John Paisley, city employee, pacifist

April 23, 1995|By DeWitt Bliss | DeWitt Bliss,Sun Staff Writer

A memorial service for John C. Paisley, who worked for city government 40 years and was a longtime pacifist and supporter of civil rights, will be held at 1 p.m. today at Mount Vernon Place United Methodist Church, Charles Street and Mount Vernon Place.

Mr. Paisley, who was 84 and lived in Northeast Baltimore, died March 25 of heart failure at Good Samaritan Hospital.

Edward A. Johnston, a fellow member of the church who met Mr. Paisley in the late 1940s at meetings of its Sunday Evening Club for young adults, described him as "an honest, caring person who felt very strongly about his religious beliefs and putting them into practice caring for your fellow man."

The Rev. Edwin A. Ankeny, pastor of the church who became a pacifist while a member of the Church of the Brethren, said he found in conversations that Mr. Paisley's pacifist convictions were "theologically based" in Christ's statements about peace and on a passage from the Book of Isaiah.

John M. Sexton, a former president of the Baltimore Astronomical Society, described Mr. Paisley, a longtime member, a "gentle, kind person."

In 1936, he came to Baltimore from his hometown of Mount Vernon, Ill., to work in the newly established headquarters of the Social Security Administration.
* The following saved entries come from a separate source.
PR #1010, opened 2025-09-17
Fixed ResultSetMetadata for SEA inline mode

msrathore-db:
## Description

For SEA this type is parsed later using a function. So we need not strip the base type here. So reverted the code to use stripTypeName instead. But the stripTypeName function isn't correct either since it will incorrectly convert ARRAY<DECIMAL(10,2)> to ARRAY<DECIMAL and later parse it incorrectly.  
## Testing

Tested the SQL smoke test locally

NO_CHANGELOG=true

### DIFF
--- a/src/main/java/com/databricks/jdbc/api/impl/DatabricksResultSetMetaData.java
+++ b/src/main/java/com/databricks/jdbc/api/impl/DatabricksResultSetMetaData.java
@@ -108,7 +108,7 @@ public class DatabricksResultSetMetaData implements ResultSetMetaData {
               .columnTypeClassName(DatabricksTypeUtil.getColumnTypeClassName(columnTypeName))
               .columnType(columnType)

Having already helped to organize a World Peace Society in Illinois, he became active in a number of comparable groups in Baltimore, including the local Fellowship of Reconciliation, of which he was secretary, the Baltimore Peace Conference, of which he was treasurer, the Pacifist Action Group and the War Resister's League.

When World War II began, he registered as a conscientious objector and was assigned to a series of Civilian Public Service camps, first in the Avalon area of the Patapsco State Park and later near Elmira, N.Y., and Bluemont, Va.

Unable to return to the Social Security Administration after the war, he began working for city government in 1946, and 40 years later retired at age 75 as an administrative assistant in the Land Acquisition Division of the Baltimore Urban Renewal and Housing Agency. He continued working as a one-day-a-week volunteer after his retirement.

He also became active in the Baltimore Interracial Fellowship, later known as the Baltimore Fellowship. As a supporter of civil rights, he had also participated in sit-ins at Baltimore restaurants and in demonstrations at the old Gwynn Oak amusement park in the 1960s.

Mr. Paisley is survived by his wife of 45 years, the former Miriam Rose Jungblut Bounds; a stepson, Ronald William Bounds of Princeton, N.J.; a brother, Ernest Hughes Paisley of Westerville, Ohio; two sisters, Esther P. Hartley of Bloomington, Ind., and Grace Beulah Paisley of Detroit; and two grandchildren.